Instructions to follow =>
In how many lines of the records does the string "yaml" appear? State only the number.

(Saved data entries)
PR #9553, opened 2022-11-14
ci: Populate `USER` variable with build id

marclop:
## Motivation/summary

Populates the empty variable `USER` with `bench-ci-<build_id>` to avoid jobs from running into collisions should any of the previous jobs fail to clean up the resources properly.

## Checklist

## How to test these changes

N/A

## Related issues

Failing nightly benchmarks

### DIFF
--- a/.ci/benchmarks.groovy
+++ b/.ci/benchmarks.groovy
@@ -46,6 +46,7 @@ pipeline {
         TF_VAR_public_key = "./id_rsa_terraform.pub"
         BENCHMARK_RESULT = "benchmark-result.txt"
         TFVARS_SOURCE = "system-profiles/8GBx1zone.tfvars" // Default to use an 8gb profile
+        USER = "benchci-${env.BUILD_ID}" // use build as prefix
         // cloud tags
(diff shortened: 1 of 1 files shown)


.ci/benchmarks.groovy
```diff
@@ -46,6 +46,7 @@ pipeline {
         TF_VAR_public_key = "./id_rsa_terraform.pub"
         BENCHMARK_RESULT = "benchmark-result.txt"
         TFVARS_SOURCE = "system-profiles/8GBx1zone.tfvars" // Default to use an 8gb profile
+        USER = "benchci-${env.BUILD_ID}" // use build as prefix
```
v1v, line 49: there are corner-cases if the same Build ID is used between executions, though IIUC, this won't be the case by default since it won't run on PRs but on branches. is that right?

marclop: I hadn't considered that, but you're right, we cover 99% of the runs with this prefix. In practice, I don't think we're running the benchmarks in PRs right now.

v1v (approved):

v1v (approved):

amannocci (approved):

PR #9558, opened 2022-11-14
Universal Profiling: implement custom ILM strategy for K/V data

inge4pres:
## Motivation/summary

In Universal Profiling beta we use both data streams and raw indices.
Elasticsearch does not provide a built-in ILM strategy to handle K/V data (discussing in https://github.com/elastic/elasticsearch/issues/85273), and we ought give users the ability to limit the storage used for profiling data.

We were able to provide ILM policies for data stream, but for raw indices we yet don't have nothing.
This PR provides basic ILM capabilities to rollover raw indices using a sliding window data lifecyle: the index age gates the rollover.

## Checklist

- Is it observable through the addition of either **logging** or **metrics**? ✅ 
- Is its use being published in **telemetry** to enable product improvement? 🔴 

## How to test these changes

Locally with runapm + fleetctl:
* start the docker compose stack and run the Elastic Agent container with `runapm`
* create an API key with the `admin` role
* fetch the package policy ID from Fleet for the APM input
* use `fleetctl` to configure profiling intake and the new ILM runners
```bash
go run main.go set-policy-config <PACKAGE_POLICY_ID>  apm-server.profiling.enabled=true apm-server.profiling.elasticsearch.api_key="<API_KEY>" apm-server.profiling.metrics.elasticsearch.hosts='["http://localhost:9200"]' apm-server.profiling.metrics.elasticsearch.api_key="<API_KEY>" apm-server.profiling.keyvalue_retention.execution_interval="10s" server.profiling.keyvalue_retention.age="10m"
```
* ingest data with a profiling host-agent connected to the apm-server intake
* observe the metrics `"beat.stats.apm_server.profiling.ilm.custom_ilm.execution.count"` and `"beat.stats.apm_server.profiling.ilm.custom_ilm.skipped_because_time_constraints.count"`, representing the counters of when indices rollover is taking place or skipped, respectively


testing/docker/kibana/kibana.yml
```diff
@@ -19,3 +19,5 @@ xpack.fleet.agentPolicies:
         id: default-fleet-server
         package:
           name: fleet_server
+
+xpack.profiling.enabled: true
```
inge4pres, line 23: Intentionally added to speed up development: if you prefer to remove it let me know

x-pack/apm-server/profiling/ilm.go
```diff
@@ -0,0 +1,474 @@
...
+
+// ILMRunner describes the behavior of a custom ILM strategy executor
+type ILMRunner interface {
+	configure() error
+	preFlight(policy ilmPolicy) error
+	execute(policy ilmPolicy) error
+}
+
+type optimisticAliasSwap struct {
+	client *es.Client
```
inge4pres, line 130: We can't rely on the client defined in other parts of apm-server, at least this is what I could grasp.
Is there a concern in adding the v8 client here?

internal/beater/config/profiling.go
```diff
@@ -112,13 +127,31 @@ func (c *ProfilingConfig) setup(log *logp.Logger, outputESCfg *config.C) error {
...
 		Enabled:         false,
 		ESConfig:        elasticsearch.DefaultConfig(),
 		MetricsESConfig: elasticsearch.DefaultConfig(),
+		ILMConfig: &ILMConfig{
+			// 2 months
+			Age: 1440 * time.Hour,
+			// 100 GiB
+			SizeInBytes: 107374182400,
+			Interval:    12 * time.Hour,
+		},
```
inge4pres, line 155: Defaults defined in case a user config is not provided

internal/beater/config/profiling.go
```diff
@@ -112,13 +127,35 @@ func (c *ProfilingConfig) setup(log *logp.Logger, outputESCfg *config.C) error {
...
 	}
+	if c.ilm != nil {
+		if err := c.ilm.Unpack(&c.ILMConfig); err != nil {
+			return errors.Wrap(err, "error unpacking apm-server.profiling.keyvalue_retention config for profiling K/V data retention")
+		}
+	}
 	return nil
 }
 
+type ILMConfig struct {
```
axw, line 138:
```suggestion
type ProfilingILMConfig struct {
```

testing/docker/kibana/kibana.yml
axw: I think this is fine, thanks.

x-pack/apm-server/main.go
```diff
@@ -250,6 +250,9 @@ func runServerWithProcessors(ctx context.Context, runServer beater.RunServerFunc
 func newProfilingCollector(args beater.ServerParams) (*profiling.ElasticCollector, func(context.Context) error, error) {
 	logger := args.Logger.Named("profiling")
 
+	ctx, stopILM := context.WithCancel(context.Background())
+	profiling.ScheduleILMExecution(ctx, logger.Named("ilm"), args.Config.Profiling)
```
axw, line 254: Should this be moved down close to the NewCollector call so the goroutine won't be left running if this function returns with an error?

x-pack/apm-server/main.go
```diff
@@ -287,6 +290,7 @@ func newProfilingCollector(args beater.ServerParams) (*profiling.ElasticCollecto
 		logger,
 	)
 	cleanup := func(ctx context.Context) error {
+		stopILM()
```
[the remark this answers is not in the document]
axw: Cleanup is called when server shutdown begins. This is fine.

x-pack/apm-server/profiling/ilm.go
axw: It's fine. I think you could use the internal/elasticsearch.Client interface by using the esapi request struct types, but it doesn't matter.

x-pack/apm-server/profiling/ilm.go
```diff
@@ -0,0 +1,474 @@
...
+			o.logger.Warnf("Failed to index document in lock index: %v", err)
+		}
+	}()
+	rolloverCounter.Inc()
+
+	// Create a new index: setting the right name will allow inheriting
+	// the configuration from the template
+	newIdx := fmt.Sprintf("%s-%s", o.currentAlias,
+		time.Now().UTC().Format("2006.02.01-15.04.05"))
+	if resp, err := o.client.Indices.Create(newIdx); checkESAPIError(http.StatusOK,
```
axw, line 188: I think you should always be closing resp.Body as long as err == nil. I didn't check through ES API calls, but all the ones I saw were using this pattern, and it only closes the body when the status code indicates an error.

axw (approved):
LGTM. I've only scanned through the main business logic for things which might impact regular apm-server behaviour.

x-pack/apm-server/profiling/ilm.go
inge4pres: Are you referring to `checkESAPIError` in general or this particular call site?
What you mentioned is true for `http.Response.Body`, is it the same for `esapi.Response`?

x-pack/apm-server/main.go
inge4pres: I actually left it outside to signal that it's a different route than the collector, and because it uses parts of the configuration from `args` that i'd prefer not to propagate to the collector (the ILM strategy here is temporary™️).

I'll move it below after all err handling, just before the `cleanup` closure.

x-pack/apm-server/profiling/ilm.go
axw: Yes, you are expected to close the response body for `esapi.Response`s too.

The `esapi.Response.String()` doc comment says it is intended for debugging. I guess it's fine, just pointing that out in case you missed it.

inge4pres: NVM, just read the comment on top of it...

inge4pres: So yeah, after re-reading `elastictransport.Client.Perform` implementation, I _guess_ it's safer to always close the body.
I'll apply these changes.

Issue #9018, opened 2022-08-31
txmetrics: remove `timeseries.instance` field


axw:
The `timeseries.instance` field is not used anywhere. Eventually we should move these metrics to using TSDB, which generates a timeseries ID from the dimensions.

simitt:
Wasn't the original intention to use this e.g. for telemetry to get a better understanding of usage and potential issues with the metrics aggregation?

axw:
@simitt I don't recall tbqh. If it was, we could also do that with TSDB using the [`_tsid`](https://www.elastic.co/guide/en/elasticsearch/reference/current/tsds.html#tsid) field. We could alternatively compare transaction event count to transaction metric count for a rough approximation.

PR #9565, opened 2022-11-15
Remove `timeseries.instance`

axw:
## Motivation/summary

Remove this field as we are not using it, and we can use `_tsid` instead when we migrate to TSDS.

## Checklist

## How to test these changes

1. Ensure transaction metrics are recorded
2. Check that `timeseries.instance` is not indexed

## Related issues

Closes https://github.com/elastic/apm-server/issues/9018


simitt (approved):

apmpackage/apm/data_stream/internal_metrics/elasticsearch/ingest_pipeline/default.yml
```diff
@@ -16,3 +16,7 @@ processors:
   - remove:
       field: _metric_descriptions
       ignore_missing: true
+  - remove:
+      # Removed in 8.6.0
+      field: timeseries.instance
```
marclop, line 21: When would this stage of the ingest pipeline be triggered?

From what I understand, we're not emitting the filed from the APM Server anymore and everything is version aligned.

axw: This is to handle data coming from an old APM Server, that hasn't yet been upgraded. First we upgrade Kibana, which upgrades the integration package; then we upgrade Elastic Agent and therefore APM Server.

axw: So to be a little clearer:

> everything is version aligned

Not exactly. What we guarantee is that APM Server's version is no greater than Kibana/the integration package's version.

PR #9575, opened 2022-11-16
ci: Disable failing benchmark report

marclop:
## Motivation/summary

Disables the Kibana PNG download and reporting to Slack. Main reason is that it causes the build to fail unnecessarily.


amannocci (approved):
LGTM

PR #9580, opened 2022-11-16
testing/k8s: Set memory limit, deployment strategy

marclop:
## Motivation/summary

Updates the resource "limits" and "requests" for fleet-server, the ECK operator and the apm-server so memory is allocated a bit better in machines with limited RAM.

## How to test these changes

Non functional changes

## Related issues

None

### DIFF
--- a/testing/infra/k8s/overlays/local/kustomization.yaml
+++ b/testing/infra/k8s/overlays/local/kustomization.yaml
@@ -4,6 +4,24 @@ resources:
 
 patches:
 - patch: |-
+    apiVersion: apps/v1
+    kind: StatefulSet
+    metadata:
+      name: elastic-operator
+      namespace: elastic-system
+    spec:
+      selector:
+        control-plane: elastic-operator
+      template:
+        spec:
+          containers:
+            - name: manager
+              resources:
+                limits:
+                  memory: "512Mi"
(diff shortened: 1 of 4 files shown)


testing/infra/k8s/overlays/local/kustomization.yaml
```diff
@@ -3,6 +3,24 @@ resources:
...
+        control-plane: elastic-operator
+      template:
+        spec:
+          containers:
+            - name: manager
+              resources:
+                limits:
+                  memory: "512Mi"
+                requests:
+                  memory: "256Mi"
```
axw, line 23: We could potentially be even more conservative here. I just took a look at the eck-operator Helm chart, and it requests 150Mi by default: https://github.com/elastic/cloud-on-k8s/blob/b79bb0f644d568f0b082438f0222bf8f2b621ff7/deploy/eck-operator/values.yaml#L35

axw (approved):
Nice!

testing/infra/k8s/overlays/local/kustomization.yaml
marclop: I see, I haven't seen the container go higher than 100MB to be honest. I'll change it

PR #9581, opened 2022-11-16
universal profiling: reduce tombstones on stacktraces index

inge4pres:
## Motivation/summary

In Universal Profiling we currently store a `@timestamp` field in `profiling-stacktraces` index.
This field is not used in the UI, and its presence generates a ~25% storage overhead due to tombstones when documents are replaced (host-agent periodically re-sends them).
Since we introduced ILM for K/V indices with #9558, we can remove this field.

## Checklist

- [X] Update [CHANGELOG.asciidoc](https://github.com/elastic/apm-server/blob/main/CHANGELOG.asciidoc)

- Is it observable through the addition of either **logging** or **metrics**? N/A
- Is its use being published in **telemetry** to enable product improvement? N/A

## How to test these changes

Steps are the same as #9558, but instead of reading metrics on ILM execution, you can should:

* add a data view for the `profiling-stacktraces-*` index pattern
* query the data view, see that no documents contain the `@timestamp` field


x-pack/apm-server/profiling/timestamp.go
```diff
@@ -8,14 +8,6 @@ import (
...
 
-// GetStartOfWeek returns the seconds since the epoch for time 00:00:00 of the current week.
-// Updating an existing index entry is expensive as the old entry is marked 'deleted'
-// and a new entry is created. But this only happens if at least one value changed.
-// Since a per-week resolution is enough for us, we remove the second-of-the-day.
-func GetStartOfWeek() uint32 {
-	return GetStartOfWeekFromTime(time.Now())
-}
-
 // GetStartOfWeekFromTime is the same as GetStartOfWeek, except that it doesn't take the
```
rockdaboot, line 11: Can you also copy the amended comment from the prodfiler PR here ?

inge4pres:
I noticed the failing test: it's due to the removal of `@timestamp` in this PR.

axw (approved):
@inge4pres you can fix the system test by running `make check-approvals` in the top of the repo, and committing the modified `.approved` file.

rockdaboot (approved):
:+1:

inge4pres:
> @inge4pres you can fix the system test by running `make check-approvals` in the top of the repo, and committing the modified `.approved` file.

I think there's more than that unfortunately, apparently the removal of the timestamp field messed up the retrieved events.
I'll try your suggestion as well, thanks for the pointer Andrew! 🙏🏼

inge4pres:
I refactored the test to be more similar to what actually happens now in ES.
See e71af7663

Issue #9596, opened 2022-11-17
APM server 8.5.1 won't start on Kubernetes 1.24


MeijerM1:
**APM Server version** (`apm-server version`): 
8.5.1

**Description of the problem including expected versus actual behavior**:
APM server 8.5.1 is unable to start with the following error:
```
error initializing beat: error loading config file: open apm-server.yml: permission denied
```

**Steps to reproduce**:
Use ECK 2.4.0 to rollout APM server 8.5.1 on Kubernetes 1.24.

APM Definition:
```
apiVersion: apm.k8s.elastic.co/v1
kind: ApmServer
metadata:
  labels:
    app: apm-server
  name: apm
  namespace: my-namespace
spec:
  version: 8.5.1
  count: 2
  kibanaRef:
    name: kibana
  elasticsearchRef:
    name: elasticsearch
  secureSettings:
    - secretName: apm-secret-settings
  http:
    tls:
      selfSignedCertificate:
        disabled: true
  podTemplate:
    metadata:
      labels:
        app: apm-server
    spec:
      containers: 
      - name: apm-server
      automountServiceAccountToken: true
      topologySpreadConstraints:
        - maxSkew: 1
          topologyKey: topology.kubernetes.io/zone
          whenUnsatisfiable: DoNotSchedule
          labelSelector:
            matchLabels:
              common.k8s.elastic.co/type: apm-server
      securityContext:
        runAsUser: 1000
        runAsGroup: 2000
        fsGroup: 2000
  config:
    setup.template.overwrite: true
    apm-server:
      ilm:
        enabled: "auto"
        setup:
          overwrite: true
          require_policy: false
    output:
      elasticsearch:
        hosts: ["some-url"]
        username: myUser
        password: myPassword 
```
**Provide logs (if relevant)**:
The `elasticsearch-internal-init-keystore` init container logs the following:
```
Initializing keystore.
+ keystore_initialized_flag=/usr/share/apm-server/data/elastic-internal-init-keystore.ok
+ [[ -f /usr/share/apm-server/data/elastic-internal-init-keystore.ok ]]
+ echo 'Initializing keystore.'
+ /usr/share/apm-server/apm-server keystore create --force
error initializing beat: error loading config file: open apm-server.yml: permission denied
```

SansDK:
You should use the Elastic agent.

simitt:
[...]

PR #9604, opened 2022-11-18
docker: fix file access for apm-server user

axw:
## Motivation/summary

Ensure the apm-server.yml is readable by the apm-server user (UID 1000), and the `data/` directory is writeable by the same user.

This enables users to run the image with a non-root GID. This was possible in older versions, as the apm-server user was created with the root supplementary group.

## Checklist

## How to test these changes

1. Create a local Kubernetes cluster using Kind
2. Install ECK 2.4.0
3. Create Elasticsearch and Kibana 8.5.1 resources
4. Create an ApmServer 8.5.1 resource with non-root user and group; this should fail to come up, per the linked issue
5. Build the image off this branch (or take a snapshot/BC image), and replace the ApmServer image (`spec.image: ...`); this should work.

## Related issues

Closes https://github.com/elastic/apm-server/issues/9596


changelogs/head.asciidoc
```diff
@@ -18,6 +18,7 @@ https://github.com/elastic/apm-server/compare/8.5\...main[View commits]
 [float]
 ==== Bug fixes
 - Null APM agent configuration entries are now treated as empty, and will not cause the server to exit with an error {pull}9546[9546]
+- Change ownership of apm-server.yml and data/ to apm-server user in Docker image {pull}TODO[TODO]
```
marclop, line 21:
```suggestion
- Change ownership of apm-server.yml and data/ to apm-server user in Docker image {pull} 9604[9604]
```

marclop (approved):

packaging/docker/Dockerfile
```diff
@@ -77,6 +77,7 @@ RUN sed -i 's/localhost:8200/0.0.0.0:8200/' apm-server.yml
 RUN sed -i 's/localhost:9200/elasticsearch:9200/' apm-server.yml
 RUN mkdir --mode=0775 data
 RUN echo 'apm-server:*:1000:0::/usr/share/apm-server:/bin/false' >> /etc/passwd
+RUN chown apm-server apm-server.yml data # ensure apm-server user can read/write
```
kruskall, line 80: **suggestion**: I think we can use `COPY --chown` (https://docs.docker.com/engine/reference/builder/#copy) to avoid calling chown a creating a layer

changelogs/head.asciidoc
axw: Oops, thanks :)

packaging/docker/Dockerfile
axw: We can do that for apm-server.yml, but the data directory is created with mkdir above, so we still need to chown.

axw: Updated

PR #9625, opened 2022-11-22
compliance: Tag CSP resources according to policy

marclop:
## Motivation/summary

Introduces a new `tags` in `testing/infra/terraform/modules/tags` which defines the default CSP tags and accepts a `project` variable, to define the purpose of each importing module.

Also re-formats a few files, and updates the default values for a couple of unknown variables if unset.

## How to test these changes

N/A

## Related issues

CSP tagging policy.

### DIFF
--- a/testing/infra/terraform/modules/tags/README.md
+++ b/testing/infra/terraform/modules/tags/README.md
@@ -1,5 +1,5 @@
 <!-- BEGIN_TF_DOCS -->
-## Rally worker module
+## Default tags module
 
 This modules exports the default tags / labels to use on Cloud Service Providers based on the Elastic tagging policy.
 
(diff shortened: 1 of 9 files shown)


testing/infra/terraform/modules/tags/README.md
```diff
@@ -0,0 +1,18 @@
+<!-- BEGIN_TF_DOCS -->
+## Rally worker module
```
lahsivjar, line 2: Default tags module maybe?

testing/infra/terraform/modules/tags/header.md
```diff
@@ -0,0 +1,3 @@
+## Rally worker module
```
lahsivjar, line 1: Same as above

lahsivjar (approved):
LGTM, minor fix required.

simitt:
Thanks for picking this up that quickly!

Answer to this exercise =>
5